Jordan Executes 15 Prisoners, 10 Convicted of Terrorism
21:54 04.03.2017(updated 01:41 05.03.2017)
Jordan has executed 15 prisoners, 10 convicted of terrorism charges, in the largest mass execution in the country in years.
The prisoners, all Jordanian, were hanged at the Suaga prison near the country's capital, Amman. Jordan lifted a 2006 moratorium on the death penalty in 2014.
A government spokesman said those executed for terrorism offences had been involved in five incidents: the 2003 bombing attack on the country's embassy in Iraq, the 2006 shooting of writer and political activist Nahed Hattar in Amman, the 2006 shooting attack on tourists in Amman that killed a British man, a 2016 attack on security forces in Irbid city, and an attack on intelligence officers in the Baqaa refugee camp in the same year, according to the Petra news agency.
The five not involved in terrorism had been convicted of sexual assaults.
Jordan's King Abdullah II told a UN Security Council Summit in September 2014 that the world must enact a "zero-tolerance policy" on any country, individual or organization found to facilitate, support or foster terrorist groups.
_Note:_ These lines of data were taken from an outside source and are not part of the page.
PR #1744, opened 2019-07-25
Add Atmel_ATSAMR21G18-MR210UA_NoRFPads

cp-aquila:
Add Atmel_ATSAMR21G18-MR210UA_NoRFPads

Datasheet: http://ww1.microchip.com/downloads/en/devicedoc/atmel-42475-atsamr21g18-mr210ua_datasheet.pdf
grafik
img

This will fail the Travis-check since I choose the center to in the actual components center, not the center of the pads.
This Footprint does not have the additional Pads for routing the antenna on the base-pcb. Instead there is a keep-out zone according to section 2.2.1.

Please note that the datasheet has rather poor quality. For example section 2.2.1 and section 2.2.2 have the same header, but cover different topics. And there are contradictions in the pinout.. this will be fun for the symbol :)

---


cp-aquila:
with this additon https://github.com/KiCad/kicad-library-utils/pull/260  to the travis-checks the F6.2 would not fail for this FP.

poeschlr:
I think this should go into RF_Module.

the courtyard clearance towards pads is too large.
Screenshot from 2019-07-28 15-28-12

cp-aquila:
Thanks for the review.
Moved to RF_Module. This now also matches the Symbol-PR https://github.com/KiCad/kicad-symbols/pull/2021
Couryard is fixed. Turns out I measured it from the mask, not the copper. Stupid me.

cp-aquila:
I made another commit that removes the per-pad setting of paste and cream clearance and sets them for the whole symbol.
According to the datasheet they all have the same values, so setting local values is fine according to F9.2 (but generate another error).

poeschlr:
looks good, thanks

PR #1749, opened 2019-07-26
Inductor_SMD: Add Vishay IFSC-1515AH Low Profile, High Current Inductors

gmsotavio:
Datasheet: https://www.vishay.com/docs/34295/sc15ah01.pdf
IFSC-1515AH_2

Screenshot_2019-07-26_10-26-41

---


gmsotavio:
Enhanced Fab. drawing
IFSC-1515AH_3

cpresser:
Seems good to me.
I checked:
- Courtyard distance = 0.25mm
- Body size = 4mm
- Pad size = 1.15x3.6
- Pad distance = 1.8 and 4.1mm
- Silkscreen2copper clearance > 0.2mm

evanshultz:
Thanks!

One possibly important thing and two minor things:
1. Should PN have `-01` at the end, as in the datasheet? It looks like that's really part of the MPN.
1. The value can be at -3 in the Y direction instead of 3.35.
2. Can the fab refdes be the typical 1x1x0.15mm and still fit in the fab outline?

gmsotavio:
> 1. Should PN have `-01` at the end, as in the datasheet? It looks like that's really part of the MPN.

Hum. I had this thought. But lets analyze the current Vishay SMD inductors in the latest version of KiCad library:
Screenshot_2019-07-26_23-49-02
Note that the others omit the remaining part of the MPN. For example the IHLP-1212 has for the following variants:

IHLP-1212AB-11 - https://www.vishay.com/doc?34299
IHLP-1212BZ-11 - https://www.vishay.com/doc?34289
IHLP-1212AE-11 - https://www.vishay.com/doc?34300 
IHLP-1212AB-5A - https://www.vishay.com/doc?34527
IHLP-1212AB-A1 - https://www.vishay.com/doc?34528
IHLP-1212AZ-A1 - https://www.vishay.com/doc?34532
IHLP-1212BZ-5A - https://www.vishay.com/doc?34535

All this parts share the same land pattern. This open two possibilities. The first is drop the "AH" from "L_Vishay_IFSC-1515AH" to be consistent with other footprints in library. The second is keep the "AH" and append the "-01" as you've suggested and review the other footprints in library. What do you think?

> 2. The value can be at -3 in the Y direction instead of 3.35.
Done!

> 3. Can the fab refdes be the typical 1x1x0.15mm and still fit in the fab outline?
The result would be the following
Screenshot_2019-07-27_00-10-28
Up to four characters, it still remain inside fab outline limits. Should I change this?

poeschlr:
It seems that the two letters indicate the height of the component. So it might be a good idea to include it as it means that they require different 3D models. I am not sure what the two numbers after the two letters represent. (They call it the code for the series.)

The reference looks good inside as is.

---

The courtyard clearance must take the pads into account.
Screenshot from 2019-07-27 08-28-43

gmsotavio:
Courtyard has fixed
Screenshot_2019-07-27_10-45-22

> I am not sure what the two numbers after the two letters represent. (They call it the code for the series.)

For example IHLP-1212AB-5A (https://www.vishay.com/doc?34527) and IHLP-1212AB-A1 (https://www.vishay.com/doc?34528) have the same body dimensions, same land pattern, but different code for the series.

Screenshot_2019-07-27_10-59-40

Appending the code for series implies that we will need to provide a different footprint for each part with different code series. I think which is reasonable ignore this code.

> Edit: we might even consider appending _4x4x1.8mm (To fully fit with the documented naming convention. And yes I am aware that this means that nearly all inductors need renaming. Will be quite a bit of work.)

I agree. Done!

evanshultz:
@poeschlr 
Is this good with you? It appears the pad edge-to-edge isn't dimensioned in the latest drawing above, but I can see it is correct. So I think it just comes down to the naming convention you want, and as I noted at https://github.com/KiCad/kicad-footprints/pull/1735#issuecomment-516054543 I do not see a convention for SMD inductors in KLC.

evanshultz:
@gmsotavio 
Can you look into the CLA? Obviously you agree so I'm not sure what happened here.

evanshultz:
@chschlue 
Are you OK if I merge this? I think we can safely expect @gmsotavio agrees (he's a member).

chschlue:
@evanshultz Go ahead.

A year ago, Daesh released a video of militants burning alive a Jordanian pilot who had been captured after his plane went down in Syria during a strike against the group. Jordan executed two Al Qaeda prisoners shortly after the video was released.
Samah Hadid, deputy director of Amnesty International's Beirut regional office, called "the horrific scale and secrecy" around the most recent executions "shocking" in a statement on the executions.
"This is a major step backwards for both Jordan and efforts to end the death penalty – a senseless and ineffective means of administering justice. Jordan had for years been a leading example in a region where recourse to the death penalty is all too frequent. There is no evidence that the death penalty address violent crime, including terrorist-related acts. Hanging people will not improve public security."
Jordan has long been accused of looking the other way when confronted with accusations of torture by its security and police services.